Qal'eh Hasan Ali consists of maars, and it covers an area of 150 km2. 14 craters are found within the field, two of which are separate from the rest of the group. The craters have diameters of 150–1000 m and depths up to 80 m; the largest crater ("Great Crater", ) reaches a diameter of 1200 m and depth of 200–300 m; it also contains a salt pan. This crater has an altitude of about 2300 m above sea level. These craters are surrounded by rims of fragmentary rocks, which form beds with thicknesses of several centimetres. These beds have steep outward dips and much more gentle inward dips and are mostly constructed from country rock; only on two craters including the Great Crater has juvenile material been found. Some craters may have been affected by fumarolic activity, which has left sodium sulfate minerals such as mirabilite.

== Geology ==
Qal'eh Hasan Ali is part of a large orogenic province that was formed by the closures of the Paleotethys, Neotethys, and Sistan oceans as well as by ongoing subduction off the Makran area. The resulting collision of terranes and continents has formed the Iranian high plateau.

Volcanic activity in the region of the Lut commenced during the Jurassic and reached a peak at the end of the Eocene. After the Eocene, calc-alkaline volcanism diminished and mafic volcanism became dominant.
=== Local ===
The craters of Qal'eh Hasan Ali are constructed within a basement of Eocene volcanic rocks and granodiorite, with the exception of the two outlying craters, which are found in desert alluvium. Qal'eh Hasan Ali lies on the Lut block, over continental crust with a thickness exceeding 25 km.
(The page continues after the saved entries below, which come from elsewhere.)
PR #330, opened 2022-12-07
Display error message during network connection failure.

### LINKED ISSUE #328: wingetcreate does not provide error when it cannot connect to server

When the network is unavailable, wingetcreate will silently error and the user does not know why.
This is related to issue #327

### Steps to reproduce

turn off network capability
type wingetcreate new
notice you  are returned to prompt and nothing happens.

C:\Users\kevinla>wingetcreate new
C:\Users\kevinla>

### Expected behavior

If there is an error due to lack of network, the user should be informed.
"Cannot connect to foo.  check your network connections and try again."

### Actual behavior

C:\Users\kevinla>wingetcreate new

C:\Users\kevinla>

### Environment

```shell
C:\Users\kevinla>wingetcreate
Windows Package Manager Manifest Creator v1.1.2.0
```

ryfu-msft:
Fixes #328 

Shows an explicit error message to the user if winget-create is unable to connect to GitHub when there is no network connection. The error is non-blocking in case connection to GitHub fails, but winget-create is still able to download from a local network.

Also displays the proper error message if GitHub oauth device login flow fails also fails to connect.

Verified behavior manually.

###### Microsoft Reviewers: [Open in CodeFlow](https://portal.fabricbot.ms/api/codeflow?pullrequest=https://github.com/microsoft/winget-create/pull/330)

### DIFF
--- a/src/WingetCreateCLI/Program.cs
+++ b/src/WingetCreateCLI/Program.cs
@@ -5,7 +5,6 @@ namespace Microsoft.WingetCreateCLI
 {
     using System;
     using System.Linq;
-    using System.Net.Http;
     using System.Threading.Tasks;
     using CommandLine;
     using CommandLine.Text;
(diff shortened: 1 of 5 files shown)


sophacola (approved):

sophacola (approved):

src/WingetCreateCLI/Program.cs
```diff
@@ -71,7 +71,11 @@ private static async Task<int> Main(string[] args)
                 }
                 else
                 {
-                    return 1;
+                    // Do not block creating a new manifest if loading the GitHub client fails. InstallerURL could point to a local network.
```
yao-msft, line 74: Is local network case common? Will this expose more issues than it solves for some uncommon cases?

yao-msft (approved):

Issue #359, opened 2023-04-13
Add ability to pass in a PR title with submit and update


edwardskrod:
## What 
Add ability to change the automatically-generated PR title when submitting PR.

## Why
When submitting a PR with WinGetCreate update or WinGetCreate submit, the PR titles are automatically generated from the PackageIdentifier <id> and PackageVersion -v <version>
There are times when it would be nice to update the PR title with a custom PR title.

For example, Visual Studio has Preview versions that get released on a regular cadence.   Visual Studio 17.6 has 8 Preview Versions.  

Preview versions are based on the first release of the minor, i.e. 17.6.0.  

Right now, each preview version's PR in GitHub is identical:  

Microsoft.VisualStudio.2022.Community.Preview version 17.6.0

Instead, Visual Studio would like to be able to add the Preview version to the title.

- Microsoft.VisualStudio.2022.Community.Preview version 17.6.0 Preview 1
- Microsoft.VisualStudio.2022.Community.Preview version 17.6.0 Preview 2
- Microsoft.VisualStudio.2022.Community.Preview version 17.6.0 Preview 3

To do this today, we'd need to update the version from "17.6.0" to "17.6.0 Preview 1".  But this would also update the package version in the manifest, which is something we don't want to do.

Instead, we propose to allow WinGetCreate to accept a parameter to override the PR title.

### Proposed technical implementation details

wingetcreate.exe submit [\<options>] <PathToManifest> [-p \<pr title>]
wingetcreate.exe update \<id> [-u \<urls>] [-v \<version>] [-s] [-t \<token>] [-o \<output directory>] [-p \<pr title>]

Accept the PR title as a command line parameter for the submit and update commands.  Use this title rather than automagically generating the title in code from the Id and Version..

ryfu-msft:
Fixed in PR #362

PR #362, opened 2023-04-17
Add arg for changing pull request title

mdanish-kh:
    - #359

### Description of the changes
- Add an optional parameter `prTitle` to BaseCommand.GitHubSubmitManifests and avoid breaking existing calls of this function.
- For PR Title validation, let GitHub Api handle the validation and show exception message to user. The downside is (I think) the messages won't be localized, but the upside being anytime the validation (let's say PR title max length) changes at the api side, we wouldn't have to update it manually in the code 👀
 - In case title exceeds max length, it will be caught in `ApiValidationException`. The current limit seems to be 1024 characters (albeit the error response message says 256 chars)
   - [image.png (error response)](https://user-images.githubusercontent.com/88161975/232553008-e1294be6-14f5-4b5e-ae34-754675776046.png) 
   - [image2.png (exception handled in winget-create)](https://user-images.githubusercontent.com/88161975/232553949-dfa4b6b3-a4b9-4dcd-b84c-4d163c2fd274.png)
- If no title is provided, the default message of `<PackageId> version <PackageVersion>` will be used. 
- For empty strings with only whitespaces, the exception is caught in `ArgumentException`
  - [image.png (error response)](https://user-images.githubusercontent.com/88161975/232555161-dd5ecb5d-45c6-4d9b-99f4-c0334b8899e2.png)
  - [image2.png (exception handled in winget-create)](https://user-images.githubusercontent.com/88161975/232555635-fd3d696b-f1b7-4a7c-aba1-74d6291a115c.png)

Qal'eh Hasan Ali and several volcanic centres 215 km and more farther north may be part of an alkaline volcanic province associated with the Nayband strike-slip fault, the projection of which crosses the Qal'eh Hasan Ali field. Volcanism along this fault has been K-Ar dated at 15.6–14.3 Mya in the north and 2.6–2.2 Mya farther south. This older volcanism is sodium-rich, however. The formation of magma at Qal'eh Hasan Ali ultimately might depend on either the ongoing subduction at the Makran arc or to pre-existent asthenospheric processes.

=== Composition ===
Tephrites have been found at Qal'eh Hasan Ali, as well as basanite and an augite-phlogopite cumulate. The tephrites contain analcime, anorthoclase, clinopyroxene, hauyne, magnetite, olivine, phlogopite, and pyroxene dominated by augite and lesser aegirine. Xenoliths have also been found at the Great Crater vent, including probably magmatic calcite. Apatite is present at the Great Crater as well.

The composition of Qal'eh Hasan Ali rocks has been compared to kamafugite and lamproite. Overall, rocks erupted in the field are considered to be alkaline rocks, with very high potassium content as is found in volcanic rocks that were erupted along the Alpide belt after the continental collision. The magmas of the field probably formed in the lithosphere that had been affected by metasomatism. The existence of calcite within the rocks has indicated that carbonatites may be involved. The analyzed rocks are rich in sulfur. Based on the composition, the temperature of the magma was approximately 1010–1125 C.

== Eruptive history ==
Qal'eh Hasan Ali has been active during the Quaternary, the eruptions that formed the craters probably took place between 5,000 and 50,000 years ago. Potassium-argon dating on rocks from the Great Crater have indicated an age of 119,000–112,000 years. No SO2|link=Sulfur dioxide has been detected in Pakistan that could be attributed to this field.

The eruptive activity that generated the craters was probably non-explosive, with fountaining. Maars are generally formed during phreatomagmatic activity from the interaction of water with magma. In the case of Qal'eh Hasan Ali, the water may have been supplied by groundwater from the neighbouring Rud-e-Sang Zard river.